Atleast if they all onleash if something starts you each can quickly pull back.I wouldn't want to see an incident like the off duty policeman shooting a dog that came up,off leash just looking to play...


----------



## momtoboo (Jan 30, 2006)

Neither Boo nor Hannah would be comfortable in a dogpark if the dogs were running at them or jumping on them. Hannah is a meet & greet kinda girl, she doesn't like any rough type of interaction from dogs. Boo is a shy little guy, he only feels comfortable meeting one dog at a time & getting to know them before he will hang with them. None of this bothers me because I'm happy that they aren't aggressive, snippy & barky around other dogs & they love people. I would like to see them play & romp & have a good time with some nice doggie friends, but if they don't want to, I'm ok with that too.


----------



## bellaratamaltese (May 24, 2006)

If she wanted to play, she'd play. It is not something you can force. it sounds to me like she is not comfortable at the dog park and if it were me, I'd stop taking her. It also sounds like she is socialized, she just wants to greet dogs on her own terms and there is nothing wrong with that! Some dogs are more people oriented than dog oriented (my Lucy is like that) It surely doesn't mean that Twinkle wouldn't accept a second dog in your household, they may just not be brawling buddies.


----------



## Nikki's Mom (Feb 13, 2008)

IMO, If your dogs are okay around other dogs, they don't show aggression or don't seem horribly anxious, then why push them into socialization? If my dog didn't do well at a dog park, I wouldn't force it on her. Even if you socialize your dog with others at a dog park, there is a completely different socialization dynamic when you bring another dog into the home.

I take Nikki to Maltese meetups once in a while. She is totally uninterested in socializing with other dogs, but she isn't reactive or fearful. She usually sits by me and watches the other dogs playing. I don't try and force her to play. I let her do her thing. I think socialization is vitally important for all puppies to curb fears and make them more confident, but once a dog is an adult, it really is an individual thing.


----------



## jmm (Nov 23, 2004)

Socialization means having POSITIVE novel experiences.

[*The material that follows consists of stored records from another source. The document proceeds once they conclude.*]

PR #47, opened 2016-04-08
Consolidate playbook+manifest into deployment package

therealplato:
This PR combines playbook and manifest packages into deployment package.

Tests are green but we could do more:

* Combine `services/manifest.go` into `services/deployment.go`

A dog park with a bunch of rude dogs for an adult dog who is perfectly appropriate in not wanting to play is NOT socialization. 
Many adult dogs do not wish to continue puppy play. That is perfectly normal and acceptable. It is a really bad idea to get another dog with the goal of it to be "best buds" and playmates with your current dog. Get another dog is YOU want another dog, never for your current dog.


----------



## maltlovereileen (Jan 19, 2009)

Twinkle said:


> When I first met twinkle, I picked her out of the litter because she was very calm and did not jump on all the other puppies. Here is the thing..Twinkle grew up and still does not enjoy playing with other dogs. I have been taking her to a dog park everyday for the past week..and she runs away when dogs try to play with her. If a dog keeps bothering her, she will actually growl at the dog. However, when I walk twinkle around my neighborhood, she gets very excited when she sees other dogs and insists on greeting them. It makes me sad to see all the other dogs having a good time at the park while Twinkle mopes around all alone in the corner. Any suggestions on how I can socialize Twinkle more? Also, she is totally fine around people..in fact she usually runs to people for help when the dogs bother her at the park.


Honestly, she sounds PERFECT!!!! I wouldn't worry about her playing off leash if she is such a dream on leash and around other people...sounds like a wonderful personality!!!!!!!!!

Maybe you could do one on one doggy play dates at your/friend's home with a dog you know? More controlled/less overwhelming for her...


----------



## Matilda's mommy (Jun 1, 2005)

bellaratamaltese said:


> If she wanted to play, she'd play. It is not something you can force. it sounds to me like she is not comfortable at the dog park and if it were me, I'd stop taking her. It also sounds like she is socialized, she just wants to greet dogs on her own terms and there is nothing wrong with that! Some dogs are more people oriented than dog oriented (my Lucy is like that) It surely doesn't mean that Twinkle wouldn't accept a second dog in your household, they may just not be brawling buddies.


 
:goodpost: Matilda is like Lucy she perfers people over dogs, B&B was frigtened of all dogs and people it has taken some time with her now she will let people pet her, she still is afraid of other dogs


----------



## Punky (Jul 15, 2010)

You fluff sounds fine nothing wrong with not wanting to hang out with some "Hoodlum's lol . She really sounds fine to me, most dog park's are well just alot of untrained dogs IMHO.

Hope it all work's out!


----------



## yeagerbum (Apr 20, 2010)

Twinkle's fine! I just came back from the SF Maltese meet up today and all of those fluffs were sniffing each other at most. I heard some people say there that it's a Maltese thing, and any other breed would've been running in circles playing already. But our fluffs would rather just dig the grass and pick at the leaves, or beg humans for treats! All those little white dogs roaming around really reminded me of a sheep herd haha.


----------